Assigned task:
Include in the output exactly the lines from the opening of the data through the line containing "other release branches.", and nothing more.

Material supplied:
PR #528, opened 2023-05-15
Make it possible to run the release script from any release branch

agateau-gg:
Our `scripts/release` branch refused to run unless it was on the main branch (or `--dev-mode` was set). This PR makes it accept running on other release branches.

### DIFF
--- a/scripts/release
+++ b/scripts/release
@@ -23,7 +23,9 @@ ACTION_PATHS = [ROOT_DIR / "actions" / x / "action.yml" for x in ["iac", "secret
 CASSETTES_DIR = ROOT_DIR / "tests" / "unit" / "cassettes"
 
 # The branch this script must be run from, except in dev mode.
-RELEASE_BRANCH = "main"
+RELEASE_BRANCHES = {"^main$", r"^\d+\.\d+\.x$"}
+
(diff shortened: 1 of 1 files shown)


scripts/release
```diff
@@ -23,7 +23,9 @@ ACTION_PATHS = [ROOT_DIR / "actions" / x / "action.yml" for x in ["iac", "secret
 CASSETTES_DIR = ROOT_DIR / "tests" / "unit" / "cassettes"
 
 # The branch this script must be run from, except in dev mode.
-RELEASE_BRANCH = "main"
+RELEASE_BRANCHES = {"main", r"\d+\.\d+\.x"}
```
pierrelalanne, line 26: One nit: We rely on the way we use the pattern here (`fullmatch` in our case). It might be slightly more explicit to have `"^main$"` as a pattern, and use `re.match` instead of fullmatch.

pierrelalanne (approved):
One small nit, otherwise all good for me.

scripts/release
agateau-gg: You mean `re.search()` right? because `re.match()` would only require `"main$"` 😅 (Python re module is a bit messy if you ask me...)

Going to change it.

PR #529, opened 2023-05-16
fix(pre-receive): #417 Execute pre-receive within a sub-process to accurately enforce the timeout

### LINKED ISSUE #417: pre-receive timeout is not precise enough
## Environment

- ggshield version: 1.13.6
- Operating system (Linux, macOS, Windows): Linux
- Operating system version: Ubuntu 20.04
- Python version: 3.8

## Describe the bug

`ggshield secret scan pre-receive` is supposed to stop after a predefined timeout, which defaults to 4.5s by default. However it can sometimes take more than twice this time to stop.

Steps to reproduce:

1. Setup a local bare repository with a pre-receive hook calling ggshield
2. Clone it
3. Make your internet connection slow enough to hit the timeout (For example use [wondershaper](https://github.com/magnific0/wondershaper) to limit the bandwidth of your network interface to 2KBps)
4. Measure the timeout

Actual result:

It took 10s for the hook to stop on my machine.

Expected result:

The difference between the defined timeout and the actual delay should be less than 1s.

## Possible explanation

I suspect this is because the timeout is implemented using a thread, and Python GIL gets in the way. If this is the case, then that bug can be solved by running the scan in a different process.

Walz:
Fixes #417 

I first tried the solution proposed in the issue, but it did not work. Threads can not be killed and Python will always wait for all of its threads to end before exiting. If an API call is stuck, nothing can be done from the same process.

I've implemented a more brutal solution: move the logic within a sub-process which can be killed when it takes too long. To test it, I've added a functional test with a fake server which won't response in the middle of a request.

In the unit tests, to not rewrite the existing tests, the `multiprocessing.Process` is mock to run in the main-process and `multiprocessing.Pipe` to not use a unix socket.

### DIFF
--- a/ggshield/cmd/secret/scan/prereceive.py
+++ b/ggshield/cmd/secret/scan/prereceive.py
@@ -1,24 +1,26 @@
-import _thread as thread
 import logging
+import multiprocessing
 import os
+import re
 import sys
-import threading
-from types import TracebackType
-from typing import Any, List, Optional, Tuple, Type
+from multiprocessing.connection import Connection
+from typing import Any, List, Optional, Set, Tuple
 
 import click
+from pygitguardian import GGClient
 
 from ggshield.cmd.secret.scan.secret_scan_common_options import (
     add_secret_scan_common_options,
     create_output_handler,
 )
 from ggshield.core.cache import ReadOnlyCache
+from ggshield.core.config import Config
 from ggshield.core.errors import UnexpectedError, handle_exception
 from ggshield.core.git_shell import get_list_commit_SHA, git
 from ggshield.core.text_utils import display_error
 from ggshield.core.utils import EMPTY_SHA, PRERECEIVE_TIMEOUT
 from ggshield.scan import ScanContext, ScanMode
-from ggshield.secret.output import SecretGitLabWebUIOutputHandler
+from ggshield.secret.output import SecretGitLabWebUIOutputHandler, SecretOutputHandler
 from ggshield.secret.output.messages import remediation_message
 from ggshield.secret.repo import scan_commit_range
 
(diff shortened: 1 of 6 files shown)


ggshield/cmd/secret/scan/prereceive.py
```diff
@@ -195,35 +205,28 @@ def prereceive_cmd(
...
+        display_error("\nPre-receive hook took too long")
+        process.kill()
         return 0
-    except Exception as error:
-        return handle_exception(error, config.verbose)
+
+    if process.exitcode == 0:
+        return_code: int = receiver.recv()
+        return return_code
+    return process.exitcode
```
agateau-gg, line 232: If I understand the multiprocess.Process doc correctly, we should be able to pass the exit code via the child process exit code: make the child finish with `sys.exit(return_code)` and forward it here.

This would simplify the code (and the tests) by removing the need for the Pipe. Have you tried this?

tests/functional/conftest.py
```diff
@@ -13,3 +18,49 @@
...
+            self.send_header("content-type", "application/json")
+            self.send_header("Content-Length", str(len(content)))
+            self.end_headers()
+            self.wfile.write(content)
+        else:
+            self.send_response(418)
+
+    def do_POST(self):
+        if "multiscan" in self.path:
+            content = b'{"detail":"Sorry, I overslept!"}'
```
agateau-gg, line 40: 🤣

tests/functional/secret/test_scan_prereceive.py
```diff
@@ -100,3 +103,44 @@ def test_scan_prereceive_push_force(tmp_path: Path) -> None:
...
+
+    # Prepare to mock process.run to access the stderr of the push
+    stderr = b""
+    subprocess_run = subprocess.run
+
+    def run_and_copy_stderr(*args, **kwargs):
+        process = subprocess_run(*args, **kwargs)
+        nonlocal stderr
+        stderr = process.stderr
+        return process
```
agateau-gg, line 135: That's some nifty code :) but have you tried using pytest [capsys](https://docs.pytest.org/en/7.3.x/reference/reference.html#pytest.capture.capsys) to capture stderr? It would be less intrusive: as much as possible, functional tests should run the app without modifying it.

agateau-gg (changes requested):
A few minor remarks, but this looks really great.

+1 for the slow server!

tests/functional/secret/test_scan_prereceive.py
Walz: I have edited `git_shell` to `log.debug` the stderr of the command. It simplifies the test, because we can use `caplog`. It will also make debugging easier and won't affect users unless they use `--debug`. WDYT ?

agateau-gg: Good idea 👍🏻.

agateau-gg (approved):
Looks good, thanks!

PR #535, opened 2023-05-19
fix: use GITGUARDIAN_DOMAINS in api_to_dashboard

ppetit-gitguardian:
As discussed earlier, this method is not often used but I think it should have the same logic as `dashboard_to_api_url()`.


agateau-gg (approved):
Looks good, and this is consistent with `dashboard_to_api_url()`.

Result below:
PR #528, opened 2023-05-15
Make it possible to run the release script from any release branch

agateau-gg:
Our `scripts/release` branch refused to run unless it was on the main branch (or `--dev-mode` was set). This PR makes it accept running on other release branches.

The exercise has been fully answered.